### WHAT IS EXPECTED
Reproduce exactly the lines below from the one containing "Or, to put it" through the one containing "Here is how we get the device", including both, and nothing else.

[Opening INFORMATION PROVIDED section]

PR #18595, opened 2024-10-22
Verify device compatibility for execution early

jaro-sevcik:
Let us verify that all the devices to run a PJRT executable are compatible with the device that was used to build the executable. Currently we only verify the compatibility on each device separately, just before running the executable on the device.

This fixes a problem where running an executable with a collective on two different devices crashes on NCCL timeout. When only one of the device will not pass the compatibility check while the other device (the one passes the check) runs, the running device will hang on the NCCL collective (since the incompatible device program has not been executed).

### DIFF
--- a/xla/pjrt/pjrt_stream_executor_client.cc
+++ b/xla/pjrt/pjrt_stream_executor_client.cc
@@ -3148,6 +3148,24 @@ PjRtStreamExecutorLoadedExecutable::ExecuteHelper(
   return Result({/*future=*/std::move(future), /*buffers=*/std::move(outputs)});
 }
 
+absl::Status PjRtStreamExecutorLoadedExecutable::VerifyCompatibleDevices()
+    const {
+  const int num_addressable_devices = addressable_devices_.size();
+  for (int i = 0; i < num_addressable_devices; ++i) {
+    PjRtDevice* device = addressable_devices_[i];
+    const int device_ordinal =
+        tensorflow::down_cast<PjRtStreamExecutorDevice*>(device)
+            ->local_device_state()
+            ->local_device_id()
+            .value();
+    const int partition = addressable_device_logical_ids_[i].partition;
+    const int executable_idx = executables_.size() > 1 ? partition : 0;
+    TF_RETURN_IF_ERROR(executables_[executable_idx]->VerifyRunDeviceCompatible(
+        device_ordinal));
+  }
+  return absl::OkStatus();
+}
+
 absl::StatusOr<std::vector<std::vector<std::unique_ptr<PjRtBuffer>>>>
 PjRtStreamExecutorLoadedExecutable::Execute(
     absl::Span<const std::vector<PjRtBuffer*>> argument_handles,
@@ -3172,6 +3190,7 @@ PjRtStreamExecutorLoadedExecutable::Execute(
         num_partitions());
   }
 
+  TF_RETURN_IF_ERROR(VerifyCompatibleDevices());
   VLOG(1) << "Executing computation " << name()
           << "; num_replicas=" << num_replicas()
           << " num_partitions=" << num_partitions()
--- a/xla/client/local_client.cc
+++ b/xla/client/local_client.cc
@@ -126,22 +126,7 @@ absl::Status LocalExecutable::ValidateExecutionOptions(
                              ? run_options.stream()->parent()->device_ordinal()
                              : backend_->default_device_ordinal();
   }
-  TF_ASSIGN_OR_RETURN(bool devices_equivalent,
-                      backend_->devices_equivalent(
-                          run_device_ordinal, build_options_.device_ordinal()));
-  if (!devices_equivalent) {
-    TF_ASSIGN_OR_RETURN(se::StreamExecutor * run_executor,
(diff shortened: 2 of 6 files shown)


xla/pjrt/pjrt_stream_executor_client.cc
```diff
@@ -3148,6 +3148,24 @@ PjRtStreamExecutorLoadedExecutable::ExecuteHelper(
   return Result({/*future=*/std::move(future), /*buffers=*/std::move(outputs)});
 }
 
+absl::Status PjRtStreamExecutorLoadedExecutable::VerifyCompatibleDevices()
+    const {
+  const int num_addressable_devices = addressable_devices_.size();
+  for (int i = 0; i < num_addressable_devices; ++i) {
```
klucke, line 3154: Shouldn't you be iterating over both the addressable_devices_ AND the executables_?  (i.e. shouldn't you ensure that all the executables are compatible with all addressable devices?)

jaro-sevcik: From what I see in the code, for each device, there is only one executable that will be run on the device. See L3162 below (mirroring the logic from https://github.com/openxla/xla/blob/6ec8b9e4ffaf2e02a3d7dfb6ec30ed6c81365d42/xla/pjrt/pjrt_stream_executor_client.cc#L3075).

So we just check that the device is compatible with "its" executable.

klucke: Then shouldn't you just iterate over each executable then instead?  Then you don't have to make the check for executables_.size when selecting which device to see if it's compatible.

jaro-sevcik: > Then shouldn't you just iterate over each executable then instead?

I am puzzled how this would be done. How do I then know which devices should the executable be checked against for compatibility?

When I want to "check that each device is compatible with 'its' executable", the natural way is looping over all devices, finding the local executable that will be run on that device and making sure that the executable is compatible with that device. No? This is exactly what the code above is doing...  

Or, to put it differently, my patch just tries mirrors how the Execute method verifies compatibility, we just do the compatibility checking upfront, before anything gets scheduled/executed. I am really struggling to understand why we need to check this differently from how XLA executables actually get executed.

Here is where all the components of the check come from, all of them are inside the Execute method's (async) call graph:

Here is the source code of the loop (from the Execute method):
https://github.com/openxla/xla/blob/6ec8b9e4ffaf2e02a3d7dfb6ec30ed6c81365d42/xla/pjrt/pjrt_stream_executor_client.cc#L3193

Here is how we get the partition (also from the Execute method):
https://github.com/openxla/xla/blob/6ec8b9e4ffaf2e02a3d7dfb6ec30ed6c81365d42/xla/pjrt/pjrt_stream_executor_client.cc#L3195

Here is how we get the device ordinal (from ExecuteHelper, called by Execute):
https://github.com/openxla/xla/blob/6ec8b9e4ffaf2e02a3d7dfb6ec30ed6c81365d42/xla/pjrt/pjrt_stream_executor_client.cc#L3065

Here is how the executable gets determined (also from ExecuteHelper):
https://github.com/openxla/xla/blob/6ec8b9e4ffaf2e02a3d7dfb6ec30ed6c81365d42/xla/pjrt/pjrt_stream_executor_client.cc#L3075

Here is where the current check is done (just before executing on device, call path is Execute->ExecuteHelper->LocalClient::RunAsync->RunHelper->ValidateExecutionOptions, with a bit of scheduling in between):
https://github.com/openxla/xla/blob/450b61ff3d9cb50961fdaa811dbd24a1269f5677/xla/client/local_client.cc#L129

> Then you don't have to make the check for executables_.size when selecting which device to see if it's compatible.

The check for executables_.size is not selecting a device, it is selecting an executable.

According to the comment below, the size check is there because SPMD sharding does not bother to create an executable per partition, so if there is just a single executable, we will use it for all the partitions/devices.
https://github.com/openxla/xla/blob/6ec8b9e4ffaf2e02a3d7dfb6ec30ed6c81365d42/xla/pjrt/pjrt_stream_executor_client.cc#L3074

I agree that it might be nice to explicitly check that is `executables_.size() > 1` then `partition < executables_.size()`. Incidentally, something even stronger is checked here:
https://github.com/openxla/xla/blob/6ec8b9e4ffaf2e02a3d7dfb6ec30ed6c81365d42/xla/pjrt/pjrt_stream_executor_client.cc#L2421

klucke (approved):

golechwierowicz:
Is it possible to write a test for this change?

jaro-sevcik:
> Is it possible to write a test for this change?

Not easily, as far as I can see. I do not see a way to create two devices with different names without having two different GPUs in a machine.

I tried to subclass HostPlatform and create a client for that, but that did not work (bunch of assertions fail).

Perhaps one way would be to change the host platform to allow creating devices with supplied names. This would require some code in HostPlatform that would be there just for the test. Does that sound reasonable?

golechwierowicz:
@klucke WDYT? or should we push it through internally without a test?

klucke:
> @klucke WDYT? or should we push it through internally without a test?

Let's just push through without a test for now.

[Closing INFORMATION PROVIDED section]

### EXERCISE ANSWER
Or, to put it differently, my patch just tries mirrors how the Execute method verifies compatibility, we just do the compatibility checking upfront, before anything gets scheduled/executed. I am really struggling to understand why we need to check this differently from how XLA executables actually get executed.

Here is where all the components of the check come from, all of them are inside the Execute method's (async) call graph:

Here is the source code of the loop (from the Execute method):
https://github.com/openxla/xla/blob/6ec8b9e4ffaf2e02a3d7dfb6ec30ed6c81365d42/xla/pjrt/pjrt_stream_executor_client.cc#L3193

Here is how we get the partition (also from the Execute method):
https://github.com/openxla/xla/blob/6ec8b9e4ffaf2e02a3d7dfb6ec30ed6c81365d42/xla/pjrt/pjrt_stream_executor_client.cc#L3195

Here is how we get the device ordinal (from ExecuteHelper, called by Execute):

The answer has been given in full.